- [About this task] Out of the data below, copy every line with the string "exists".

=-=-=

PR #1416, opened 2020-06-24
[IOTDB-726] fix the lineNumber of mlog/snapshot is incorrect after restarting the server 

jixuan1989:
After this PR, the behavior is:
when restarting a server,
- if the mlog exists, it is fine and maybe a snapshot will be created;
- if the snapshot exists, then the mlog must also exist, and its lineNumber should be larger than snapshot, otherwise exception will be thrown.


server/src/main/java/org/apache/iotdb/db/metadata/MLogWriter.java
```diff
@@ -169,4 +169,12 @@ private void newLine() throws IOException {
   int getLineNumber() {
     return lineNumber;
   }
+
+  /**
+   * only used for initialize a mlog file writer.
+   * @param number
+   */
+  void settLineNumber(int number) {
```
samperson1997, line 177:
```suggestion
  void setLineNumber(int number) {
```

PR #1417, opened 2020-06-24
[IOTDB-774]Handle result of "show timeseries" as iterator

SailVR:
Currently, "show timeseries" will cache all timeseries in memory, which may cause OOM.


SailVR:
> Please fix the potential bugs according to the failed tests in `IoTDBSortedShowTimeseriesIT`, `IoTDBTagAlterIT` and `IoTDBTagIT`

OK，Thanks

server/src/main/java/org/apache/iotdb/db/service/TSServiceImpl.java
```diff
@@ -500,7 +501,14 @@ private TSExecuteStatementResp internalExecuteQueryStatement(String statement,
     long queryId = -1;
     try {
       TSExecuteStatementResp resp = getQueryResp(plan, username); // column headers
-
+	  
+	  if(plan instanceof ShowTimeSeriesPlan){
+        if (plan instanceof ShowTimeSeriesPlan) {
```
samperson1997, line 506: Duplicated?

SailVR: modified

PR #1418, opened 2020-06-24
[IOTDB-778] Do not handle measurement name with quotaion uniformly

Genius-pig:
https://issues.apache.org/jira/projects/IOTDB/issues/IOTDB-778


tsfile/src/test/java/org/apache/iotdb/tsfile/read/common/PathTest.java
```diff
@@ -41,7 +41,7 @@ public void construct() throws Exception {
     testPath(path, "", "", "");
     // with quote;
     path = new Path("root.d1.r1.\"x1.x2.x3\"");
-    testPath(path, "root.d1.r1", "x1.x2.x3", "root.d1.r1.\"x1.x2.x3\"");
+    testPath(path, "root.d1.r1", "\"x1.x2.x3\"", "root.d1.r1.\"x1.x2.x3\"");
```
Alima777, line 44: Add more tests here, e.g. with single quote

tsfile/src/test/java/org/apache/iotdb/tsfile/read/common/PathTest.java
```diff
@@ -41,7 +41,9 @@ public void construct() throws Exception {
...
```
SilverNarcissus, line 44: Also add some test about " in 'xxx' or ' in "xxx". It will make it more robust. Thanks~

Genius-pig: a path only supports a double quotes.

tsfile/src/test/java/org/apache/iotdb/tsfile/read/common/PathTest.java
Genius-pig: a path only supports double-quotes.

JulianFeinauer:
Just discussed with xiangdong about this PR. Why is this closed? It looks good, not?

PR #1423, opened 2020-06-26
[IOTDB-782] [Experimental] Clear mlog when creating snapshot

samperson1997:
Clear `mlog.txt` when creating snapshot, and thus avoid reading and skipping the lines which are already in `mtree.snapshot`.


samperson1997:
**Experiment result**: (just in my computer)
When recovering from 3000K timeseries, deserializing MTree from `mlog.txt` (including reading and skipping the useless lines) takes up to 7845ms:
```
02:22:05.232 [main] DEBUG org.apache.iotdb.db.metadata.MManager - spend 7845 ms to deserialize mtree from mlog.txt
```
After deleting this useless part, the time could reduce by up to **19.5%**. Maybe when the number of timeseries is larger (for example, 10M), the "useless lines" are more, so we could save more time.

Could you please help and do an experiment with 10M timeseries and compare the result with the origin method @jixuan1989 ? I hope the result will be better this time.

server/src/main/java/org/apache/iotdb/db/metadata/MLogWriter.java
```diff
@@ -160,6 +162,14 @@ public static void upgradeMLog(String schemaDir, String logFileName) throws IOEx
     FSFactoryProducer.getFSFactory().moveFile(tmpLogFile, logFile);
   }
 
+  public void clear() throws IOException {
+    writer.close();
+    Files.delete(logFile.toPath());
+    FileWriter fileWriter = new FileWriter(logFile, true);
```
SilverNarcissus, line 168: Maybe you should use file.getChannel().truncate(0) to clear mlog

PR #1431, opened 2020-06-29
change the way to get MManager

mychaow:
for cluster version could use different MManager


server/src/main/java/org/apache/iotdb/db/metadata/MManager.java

=-=-=

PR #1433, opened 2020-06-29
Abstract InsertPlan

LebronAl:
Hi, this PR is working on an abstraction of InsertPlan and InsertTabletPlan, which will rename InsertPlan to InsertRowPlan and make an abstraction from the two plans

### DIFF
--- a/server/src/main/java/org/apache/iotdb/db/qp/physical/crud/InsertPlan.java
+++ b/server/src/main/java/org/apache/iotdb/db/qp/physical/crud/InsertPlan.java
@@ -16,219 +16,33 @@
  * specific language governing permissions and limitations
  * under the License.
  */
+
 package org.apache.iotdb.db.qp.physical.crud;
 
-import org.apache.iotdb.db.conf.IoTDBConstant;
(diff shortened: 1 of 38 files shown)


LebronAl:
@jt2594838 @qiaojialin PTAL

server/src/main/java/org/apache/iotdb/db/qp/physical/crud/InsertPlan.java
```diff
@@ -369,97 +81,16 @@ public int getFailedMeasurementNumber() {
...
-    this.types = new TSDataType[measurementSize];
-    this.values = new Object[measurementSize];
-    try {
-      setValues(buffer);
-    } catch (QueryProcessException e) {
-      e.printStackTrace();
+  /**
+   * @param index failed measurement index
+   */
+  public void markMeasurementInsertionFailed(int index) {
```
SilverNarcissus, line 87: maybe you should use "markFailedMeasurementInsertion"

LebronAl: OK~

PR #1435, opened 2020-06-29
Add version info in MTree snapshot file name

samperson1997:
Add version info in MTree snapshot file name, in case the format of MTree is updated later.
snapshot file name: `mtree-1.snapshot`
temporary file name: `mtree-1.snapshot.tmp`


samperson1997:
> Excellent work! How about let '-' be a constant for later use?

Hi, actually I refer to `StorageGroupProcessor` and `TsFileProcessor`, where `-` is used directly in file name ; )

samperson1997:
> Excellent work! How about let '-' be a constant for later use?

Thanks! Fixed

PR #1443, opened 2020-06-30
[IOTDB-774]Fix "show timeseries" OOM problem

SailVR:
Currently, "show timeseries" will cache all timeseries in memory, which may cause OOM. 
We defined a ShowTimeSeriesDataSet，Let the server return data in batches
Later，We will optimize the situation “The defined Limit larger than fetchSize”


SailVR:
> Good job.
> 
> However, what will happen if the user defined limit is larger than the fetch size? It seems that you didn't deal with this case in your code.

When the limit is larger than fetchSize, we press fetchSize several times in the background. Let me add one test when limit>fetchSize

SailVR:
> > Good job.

=-=-=

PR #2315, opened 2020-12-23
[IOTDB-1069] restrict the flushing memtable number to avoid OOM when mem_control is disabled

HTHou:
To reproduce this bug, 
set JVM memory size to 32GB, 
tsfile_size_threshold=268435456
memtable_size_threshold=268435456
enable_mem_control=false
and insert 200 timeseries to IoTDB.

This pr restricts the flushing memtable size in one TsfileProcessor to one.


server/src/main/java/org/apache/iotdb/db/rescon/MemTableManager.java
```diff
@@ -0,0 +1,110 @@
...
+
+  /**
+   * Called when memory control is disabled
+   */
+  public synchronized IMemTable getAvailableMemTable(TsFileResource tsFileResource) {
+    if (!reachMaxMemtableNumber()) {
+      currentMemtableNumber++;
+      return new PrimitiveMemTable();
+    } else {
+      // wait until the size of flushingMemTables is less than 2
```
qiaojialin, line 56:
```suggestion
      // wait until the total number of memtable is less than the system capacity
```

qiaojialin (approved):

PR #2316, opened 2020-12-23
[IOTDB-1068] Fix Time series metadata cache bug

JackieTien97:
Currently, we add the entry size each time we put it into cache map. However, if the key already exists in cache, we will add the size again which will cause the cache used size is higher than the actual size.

=-=-=

- [Response box]
- if the mlog exists, it is fine and maybe a snapshot will be created;
- if the snapshot exists, then the mlog must also exist, and its lineNumber should be larger than snapshot, otherwise exception will be thrown.
Currently, we add the entry size each time we put it into cache map. However, if the key already exists in cache, we will add the size again which will cause the cache used size is higher than the actual size.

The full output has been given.